This is the second in the Newfoundland series. Scroll down to find Part 1, Gros Morne.
On a lonely highway in a tempest on Newfoundland’s remote Northern Peninsula, we finally spotted our first moose. Luckily, before moose met grill, the big bull stepped off the road into the ditch and I was able to keep the rig down the centerline, avoiding the frigid Gulf of St. Lawrence to our left and a frightfully deep fen to our right.
We had set out that morning from Gros Morne National Park, 350 km south ‘up’ the coast. The night before had been clear and 7 degrees. By early morning it was rain and 17. This was the muggy aftermath of Hurricane Irma, which long after devastating Key West, was now bringing high winds and warm rain to remote—and distinctly non-tropical—Newfoundland.
L’Anse aux Meadows is located on the remote west coast of Newfoundland.
We were bound for L’Anse aux Meadows, on the extreme tip of northwest Newfoundland where lie the remains of North America’s oldest European settlement. It was October so, although we arrived before 5 p.m., twilight was nigh as we settled in at the Viking RV Park. We were the only campers. The office was closed. In the morning I deposited cash in the “off-season/$25 per night” bucket by the abandoned office and drove the remaining few km to the National Historic Site.

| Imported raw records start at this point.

PR #675, opened 2016-07-02
xerces-c: bump to 3.1.4, drop libxerces-c.la.

fbrosson:


korli:
Please evaluate whether the libtool file can be removed (it's usually not needed).

fbrosson:
There are currently no packages depending on **`devel:xerces_c`** or **`lib:xerces_c`**, so dropping the libtool file **`$developLibDir/libxerces-c.la`** won't break anything.
Although I dropped the static lib, I did not dare to drop the libtool file because it could be usefull, if I'm not mistaken, to users willing to link some custom code against xserces-c's shared lib without having to use **`pkg-config`**.
But if you prefer to have a smaller recipe without the libtool file (and the steps to fix it), then I can change the PR for that.

pulkomandy:
In all cases I've seen, libtool does just fine when the la file is missing. So, it is not needed at all. a simple -l$(libname) in your linker command line is all you need to link a shared library. I think you found one exception to that, but it should stay just an exception, and I'd even say we should fix it on the other side (patch the app that fails to link libintl, instead of putting the .la file back).

Also, I don't understand why you are trying to remove all static libraries. Providing them is a choice of the lib packager, and using them is a choice of app developers (if they want their binaries to be more standalone, but larger). Why remove them? Also, what's your plan for packages which don't provide a shared library at all?

Note that the .a files are only in the "devel" packages and they won't get in the way for users anyway.

fbrosson:
OK, I got it. From now on I'll suggest removing the libtool files.
Regarding the removal of the static libs, I'm _just_ suggesting because I think it would be better to not ship them, but I do understand that it gives less choice. So I'm fine with keeping them if there is interest for that.
So, shall I keep the static lib for this recipe?

fbrosson:
OK, keeping the static lib.

korli:
Thanks!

One of the advantages to a late fall motorhome trip is that, with darkness extant by suppertime, it’s early to bed—and early to rise. (The healthy wealthy and wise part I won’t comment on.) So, uncharacteristically, we arrived at L’Anse aux Meadows first thing in the morning, just as the park gates were being unlocked.
“…Both are horrible!” said the Leif look-alike…”
Leif Ericsson, a Norse explorer, together with his small group of intrepid fellow Viking seafarers, landed here around 1000 AD. They strategically chose this spot near the Straight of Belle Isle, within sight of Labrador. They called the place Vinland, the land where wild grapes grow. Setting up a sturdy encampment of turf-walled buildings, they explored for hardwood lumber, iron ore and arable land.
From the visitor center we followed a Parks Canada interpreter down the winding boardwalk toward the sea. He showed us the faint remains of the original sod buildings: the Leader’s Hall, labourer’s quarters, a women’s workshop and the smelting hut where a charcoal kiln produced iron from bog ore. But the terrain was unwelcoming—as perhaps was the indigenous native population—and after only a decade or two, the Vikings abandoned the site, burning everything as they departed.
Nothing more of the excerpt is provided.